[Start of section]

PR #2948, opened 2015-10-03
Allows disabling main message processing feature.

SzymonPobiega:
* Renamed `ReceiveFeature` to `MessageProcessingFeature`
 * Made `MessageProcessingFeature` public so it can be disabled via `DisableFeature<T>`

Usage scenario: an endpoint (e.g. gateway or bridge) that does low-level processing of raw messages.

### DIFF
--- a/src/NServiceBus.AcceptanceTests/PipelineExt/When_disabling_message_processing_feature.cs
+++ b/src/NServiceBus.AcceptanceTests/PipelineExt/When_disabling_message_processing_feature.cs
@@ -1,0 +1,57 @@
+﻿namespace NServiceBus.AcceptanceTests.Basic
+{
+    using System;
+    using System.Threading.Tasks;
+    using NServiceBus.AcceptanceTesting;
+    using NServiceBus.AcceptanceTests.EndpointTemplates;
+    using NServiceBus.Pipeline;
+    using NServiceBus.Pipeline.Contexts;
+    using NUnit.Framework;
+
+    public class When_disabling_message_processing_feature : NServiceBusAcceptanceTest
+    {
+        [Test]
+        public async Task It_should_process_the_raw_message_via_spcialized_behavior()
+        {
+            var context = await Scenario.Define<Context>()
+                    .WithEndpoint<Endpoint>(b => b.When((bus, c) => bus.SendLocalAsync(new MyMessage())))
+                    .Done(c => c.WasCalled)
+                    .Run();
+
+            Assert.IsTrue(context.WasCalled);
+        }
+
+        public class Context : ScenarioContext
+        {
+            public bool WasCalled { get; set; }
+        }
+
+        public class Endpoint : EndpointConfigurationBuilder
+        {
+            public Endpoint()
+            {
+                EndpointSetup<DefaultServer>(config =>
+                {
+                    config.DisableMainProcessingPipeline();
+                    config.Pipeline.Register("RawMessageProcessingBehavior", typeof(RawMessageProcessingBehavior), "RawMessageProcessingBehavior");
+                });
+            }
+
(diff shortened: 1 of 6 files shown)


SzymonPobiega:

andreasohlund:
I wonder if `.DisableFeature` is leading us to make things public that shouldn't be. Would it be better to keep the feature internal but instead provide a public ext method, `.DisableMessageProcessing()` or similar?

SzymonPobiega:
@andreasohlund I've implemented your suggestion. Can you take a look?

SzymonPobiega:
If it is fine, I'll add this to the http://docs.particular.net/nservicebus/pipeline/customizing doco site:

### Disabling main message processing pipeline

For some very specific scenarios it makes sense to disable the whole NServiceBus message processing pipeline (including retry management, sagas, units of work, handlers etc.) and be able to just get the raw message. You can do it by using this API:

```
using NServiceBus.Pipeline

config.DisableMainProcessingPipeline();
config.Pipeline.Register("RawMessageProcessingBehavior", typeof(RawMessageProcessingBehavior), "RawMessageProcessingBehavior");

public class RawMessageProcessingBehavior : PipelineTerminator<TransportReceiveContext>
{
    protected override Task Terminate(TransportReceiveContext context)
    {
        //Do stuff
        return Task.FromResult(0);
    }
}
```

You can access the raw message suing the `context` variable. Should the processing logic fail, the message will be moved to the configured error queue (without automatic retries).

src/NServiceBus.AcceptanceTests/PipelineExt/When_disabling_message_processing_feature.cs
```diff
@@ -0,0 +1,57 @@
...
+    using NServiceBus.AcceptanceTesting;
+    using NServiceBus.AcceptanceTests.EndpointTemplates;
+    using NServiceBus.Pipeline;
+    using NServiceBus.Pipeline.Contexts;
+    using NUnit.Framework;
+
+    public class When_disabling_message_processing_feature : NServiceBusAcceptanceTest
+    {
+        [Test]
+        public async Task It_should_process_the_raw_message_via_spcialized_behavior()
```
andreasohlund: Typo `spcialized`

src/NServiceBus.Core/Pipeline/Incoming/MessageProcessingBusConfigurationExtensions.cs
```diff
@@ -0,0 +1,19 @@
...
+
+    /// <summary>
+    /// Allows configuring of the message processing feature.
+    /// </summary>
+    public static class MessageProcessingBusConfigurationExtensions
+    {
+        /// <summary>
+        /// Disables the main processing pipeline (by removing all the standard pipeline behaviors). 
+        /// </summary>
+        public static void DisableMainProcessingPipeline(this BusConfiguration busConfiguration)
```
andreasohlund: What about SLR/ErrorQ etc?

SzymonPobiega: SLR gets disabled because it is missing the proper place in the pipeline. Question: should I disable all the features or it is enough to depend on them not working because the behaviors cannot be added to the pipeline?

ErrorQ is enabled because I thought it is generic enough to be useful even here.

SzymonPobiega:
This will be probably better handled by an explicit API as mentioned here: https://github.com/Particular/PlatformDevelopment/issues/246 (starting a Node vs starting an Endpoint).

danielmarbach:
@SzymonPobiega delete the branch?

SzymonPobiega:
@danielmarbach done.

[End of section]

Copy out every line of the material above that mentions the word "DisableMainProcessingPipeline".

+                    config.DisableMainProcessingPipeline();
config.DisableMainProcessingPipeline();
+        public static void DisableMainProcessingPipeline(this BusConfiguration busConfiguration)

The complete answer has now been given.